Коды для pdf2image и PyMuPDF приведены ниже.
Каждый элемент в pages_list для pdf2image является numpy.ndarray, и я могу убедиться, что PDF-файлы были правильно преобразованы, просмотрев полученное изображение Image.fromarray(pages_list[i]) с помощью библиотеки PIL. Когда я просматриваю это с результатом pdf2image, я вижу исходный PDF-файл в виде изображения. Когда я просматриваю это с результатом PyMuPDF, я вижу один длинный очень тонкий столбец пикселей, которые не образуют полного изображения.
Расчетное время ожидания: я могу использовать Pillow локально для просмотра изображений, но в конечном итоге это перейдет в лямбда-функцию AWS, и мне не разрешено использовать Pillow и сохранять файлы.
pdf2image
pages = convert_from_path(img_path, 500)
pages_list = []
for i in range(len(pages)):
pages_list.append(np.array(pages[i]))
PyMuPDF
pdf_doc = fitz.open(img_path)
pages_list = []
for i in range(len(pdf_doc)):
page = pdf_doc[i]
pixmap = page.get_pixmap(dpi=300)
img = pixmap.tobytes()
img_array = np.frombuffer(bytearray(img), dtype=np.uint8)
img_array_np = np.array(img_array)
pages_list.append(img_array_np)
Хотя я успешно преобразовал полученный объект байтов в массив numpy, массив сильно отличается от результатов pdf2image.
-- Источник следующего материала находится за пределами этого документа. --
PR #3508, opened 2019-02-16
[Spree Upgrade] Fix bulk_order_mgmt_spec - 2-0 build GREEN !!!

### LINKED ISSUE #2927: [Spree Upgrade] Fix Upgrade build
This epic contains issues related to fixing the upgrade build.
We started this epic with 201 broken specs, we are now at 119 broken specs.

Meanwhile we extract FrontOffice issues to #3123 and BackOffice issues to #3124.

Most issues under these epics will be issues with the name of the spec and the test error message.

luisramos0:
#### What? Why?
Fix bulk_order_management, the factory order_with_distributor does not come with ship_address, ship_address is required to make the order workflow work because in the delivery step the shipping_methods are revalidated against the ship_address of the order, if ship_address is not set, no shipping_method will be available.

Closes #2927

#### What should we test?
Makes the 2-0 build green!

### DIFF
--- a/spec/features/admin/bulk_order_management_spec.rb
+++ b/spec/features/admin/bulk_order_management_spec.rb
@@ -591,8 +591,9 @@ feature %q{
 
     context "using action buttons" do
       context "using edit buttons" do
-        let!(:o1) { create(:order_with_distributor, state: 'complete', completed_at: Time.zone.now ) }
-        let!(:o2) { create(:order_with_distributor, state: 'complete', completed_at: Time.zone.now ) }
+        let(:address) { create(:address) }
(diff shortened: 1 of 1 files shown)


luisramos0:
Yeah, it's important detail of the order workflow to remember: 
`before_transition :to => :delivery, :do => :create_proposed_shipments`

and then
```
  def create_proposed_shipments
      **shipments.destroy_all**

      packages = Spree::Stock::Coordinator.new(self).packages
      packages.each do |package|
        shipments << package.to_shipment

```
and here the shipping_methods will be validated with ship_method.include? that needs order.ship_address

sauloperez:
I knew it! I was trying to grep something like `shipments.destroy_all` because I remembered reading similar code. Great team work @luisramos0 ! thanks!

PR #3511, opened 2019-02-18
Update Bugsnag from 5.5.0 to 6.11.1

sauloperez:
#### What? Why?

This brings lots of fixes and a great dose of enhancements such as
a rewritten `Delayed::Job` integration. Turns out our version is from 09 Nov 2017. Check them out in https://github.com/bugsnag/bugsnag-ruby/blob/master/CHANGELOG.md.

This came up after investigating why Katuma is not getting any errors on Bugsnag for a few months already, although we do experience them. It's better to update the library before reaching out to customer support.

#### What should we test?

Check that from a rails console we can notify Bugsnag.

#### Release notes

Update Bugsnag Ruby notifier library from 5.5.0 to 6.11.1

Changelog Category: Changed


sauloperez:
I did manage to deploy it to staging and use `Bugnsnag` from the Rails console successfully so this is safe to merge.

Я надеялся получить точно такой же результат от PyMuPDF, как и от pdf2image, но не уверен, где именно я ошибаюсь. Я предполагаю, что это что-то в том, как я конвертирую байты в массив, но мне еще предстоит найти работающее решение.
# Repeated for pdf2image and PyMuPDF
print(f"{library_name}: \n{type(pages_list[0])}")
print(f".shape: {pages_list[0].shape}")
print(f".ndim: {pages_list[0].ndim}")
print(f".size: {pages_list[0].size}")
# pdf2image:
# <class 'numpy.ndarray'>
# .shape: (5500, 4250, 3)
# .ndim: 3
# .size: 70125000
# PyMuPDF:
# <class 'numpy.ndarray'>
# .shape: (378861,)
# .ndim: 1
# .size: 378861
Как я могу получить те же результаты от PyMuPDF, что и от pdf2image?






Блок кода ниже решил мою проблему, благодаря этому вопросу и изменению кода, прокомментированному Джорджем Маккаем.
doc = fitz.open(img_path)
pages_list = []
for page in doc:
zoom_x, zoom_y = 2.0, 2.0
mat = fitz.Matrix(zoom_x, zoom_y)
pix = page.get_pixmap(matrix=mat)
im = np.frombuffer(pix.samples, dtype=np.uint8).reshape(pix.h, pix.w, pix.n)
im = np.ascontiguousarray(im[..., [2, 1, 0]])
pages_list.append(im)
Используйте класс
Pixmap, нейтрализованный объект изображения PyMuPDF. Он содержит областьbytessamples, содержащую отдельные байты изображения. Например:img = np.ndarray([pix.h, pix.w, 3], dtype=np.uint8, buffer=pix.samples_mv).